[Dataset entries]
************

PR #2494, opened 2024-01-31
workflow for opencost builds

cliffcolvin:
## What does this PR change?
*  The intent of this PR is to create the first stab at opencost release. This process has historically been tightly coupled with kubecost releases and we aim to create a separate release process so that features and fixes can be released at a cadence that is more in alignment with the community supporting opencost.

NEXT STEPS - 
- We need to automate the branch creation/tagging step
- We need to automate the helm update and checkin process

We can handle some of these things manually for now just need to get this moving forward.

* 

* No functional or frontend changes here, but the release process will be moved to opencost and the images will be hosted in ghcr as well as renamed to opencost.

* Closes ...

## How was this PR tested?
* In Progress

* 

*

### DIFF
--- a/.github/workflows/build-and-publish-release.yml
+++ b/.github/workflows/build-and-publish-release.yml
@@ -53,16 +53,19 @@ jobs:
           echo "IMAGE_TAG_UI_VERSION=ghcr.io/opencost/opencost-ui:${{ inputs.release_version }}" >> $GITHUB_ENV
           echo "IMAGE_TAG_QUAY=quay.io/kubecost1/kubecost-cost-model:${{ steps.sha.outputs.OC_SHORTHASH }}" >> $GITHUB_ENV
           echo "IMAGE_TAG_LATEST_QUAY=quay.io/kubecost1/kubecost-cost-model:latest" >> $GITHUB_ENV
-          echo "IMAGE_TAG_VERSION_QUAY=quay.io/kubecost1/kubecost-cost-model:prod-v${{ inputs.release_version }}" >> $GITHUB_ENV
+          echo "IMAGE_TAG_VERSION_QUAY=quay.io/kubecost1/kubecost-cost-model:prod-${{ inputs.release_version }}" >> $GITHUB_ENV
           echo "IMAGE_TAG_UI_QUAY=quay.io/kubecost1/opencost-ui:${{ steps.sha.outputs.OC_SHORTHASH }}" >> $GITHUB_ENV
           echo "IMAGE_TAG_UI_LATEST_QUAY=quay.io/kubecost1/opencost-ui:latest" >> $GITHUB_ENV
-          echo "IMAGE_TAG_UI_VERSION_QUAY=quay.io/kubecost1/opencost-ui:${{ inputs.release_version }}" >> $GITHUB_ENV
+          echo "IMAGE_TAG_UI_VERSION_QUAY=quay.io/kubecost1/opencost-ui:prod-${{ inputs.release_version }}" >> $GITHUB_ENV
      
       - name: Set up Docker Buildx
         uses: docker/setup-buildx-action@v3
       
       - name: Set up just
         uses: extractions/setup-just@v1
+      
+      - name: Install crane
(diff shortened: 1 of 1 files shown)


michaelmdresser (approved):

.github/workflows/build-and-publish-release.yml
```diff
@@ -0,0 +1,102 @@
+name: Build and Publish Release
+
+on:
+  workflow_dispatch:
+    inputs:
+      release_version:
+        description: "Version. Please DO NOT include the 'v' prefix"
+        required: true
```
michaelmdresser, line 8: I think @mattray had an idea that we could have a workflow like this trigger when a version tag appears on the repo -- this condition: https://github.com/kubecost/kubectl-cost/blob/a9d05d340121a823232b6fe05be6a3d35ea72c78/.github/workflows/build-release.yaml#L4-L6
```
on:
  push:
    tags:
      - 'v*'
```

Then all you have to do is add a `v.....` tag to the repo and the workflow will automatically kick off. If that's the long-term direction we want to go, it might be valuable to start there as well.

.github/workflows/build-and-publish-release.yml
```diff
@@ -0,0 +1,102 @@
...
+          just build '${steps.tags.outputs.IMAGE_TAG_VERSION_QUAY}'
+      - name: Build and push (multiarch) OpenCost UI
+        working-directory: ./opencost/ui
+        run: |
+          just build '${steps.tags.outputs.IMAGE_TAG_UI}'
+          just build '${steps.tags.outputs.IMAGE_TAG_UI_LATEST}'
+          just build '${steps.tags.outputs.IMAGE_TAG_UI_VERSION}'
+          just build '${steps.tags.outputs.IMAGE_TAG_UI_QUAY}'
+          just build '${steps.tags.outputs.IMAGE_TAG_UI_LATEST_QUAY}'
+          just build '${steps.tags.outputs.IMAGE_TAG_UI_VERSION_QUAY}'
```
michaelmdresser: `crane` is a great option here to avoid extra docker build work
Install in a separate step with
```yaml
      - name: Install crane
        uses: imjasonh/setup-crane@v0.1
```

and then you can do something like this

```sh
just build '${steps.tags.outputs.IMAGE_TAG}'
crane copy  '${steps.tags.outputs.IMAGE_TAG}' '${steps.tags.outputs.IMAGE_TAG_LATEST}'
crane copy  '${steps.tags.outputs.IMAGE_TAG}' '${steps.tags.outputs.IMAGE_TAG_VERSION}'
# ...etc
```

michaelmdresser (approved):
Still looks good!

.github/workflows/build-and-publish-release.yml
```diff
@@ -0,0 +1,102 @@
...
+          pushd ./opencost
+          echo "OC_SHORTHASH=$(git rev-parse --short HEAD)" >> $GITHUB_ENV
+          popd
+
+      - name: Set OpenCost Image Tags
+        id: tags
+        run: |
+          echo "IMAGE_TAG=ghcr.io/opencost/opencost:${{ steps.sha.outputs.OC_SHORTHASH }}" >> $GITHUB_ENV
+          echo "IMAGE_TAG_LATEST=ghcr.io/opencost/opencost:latest" >> $GITHUB_ENV
+          echo "IMAGE_TAG_VERSION=ghcr.io/opencost/opencost:${{ inputs.release_version }}" >> $GITHUB_ENV
```
michaelmdresser, line 50: A question for @mattray: do you want images tagged like `opencost:v1.2.3` or like `opencost:1.2.3`?

.github/workflows/build-and-publish-release.yml
cliffcolvin: ok, I can add a new pr with that, since I already put the tag out I need to get this one built. I'll throw up a second pr later.

.github/workflows/build-and-publish-release.yml
cliffcolvin: added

************

▶ WHAT TO PRODUCE
Your answer should consist solely of the lines above from the line with "## What does this PR change?" to the line with "--- a/.github/workflows/build-and-publish-release.yml", both included, reproduced exactly.

▶ ANSWER SPACE
## What does this PR change?
*  The intent of this PR is to create the first stab at opencost release. This process has historically been tightly coupled with kubecost releases and we aim to create a separate release process so that features and fixes can be released at a cadence that is more in alignment with the community supporting opencost.

NEXT STEPS - 
- We need to automate the branch creation/tagging step
- We need to automate the helm update and checkin process

We can handle some of these things manually for now just need to get this moving forward.

* 

* No functional or frontend changes here, but the release process will be moved to opencost and the images will be hosted in ghcr as well as renamed to opencost.

* Closes ...

## How was this PR tested?
* In Progress

* 

*

### DIFF
--- a/.github/workflows/build-and-publish-release.yml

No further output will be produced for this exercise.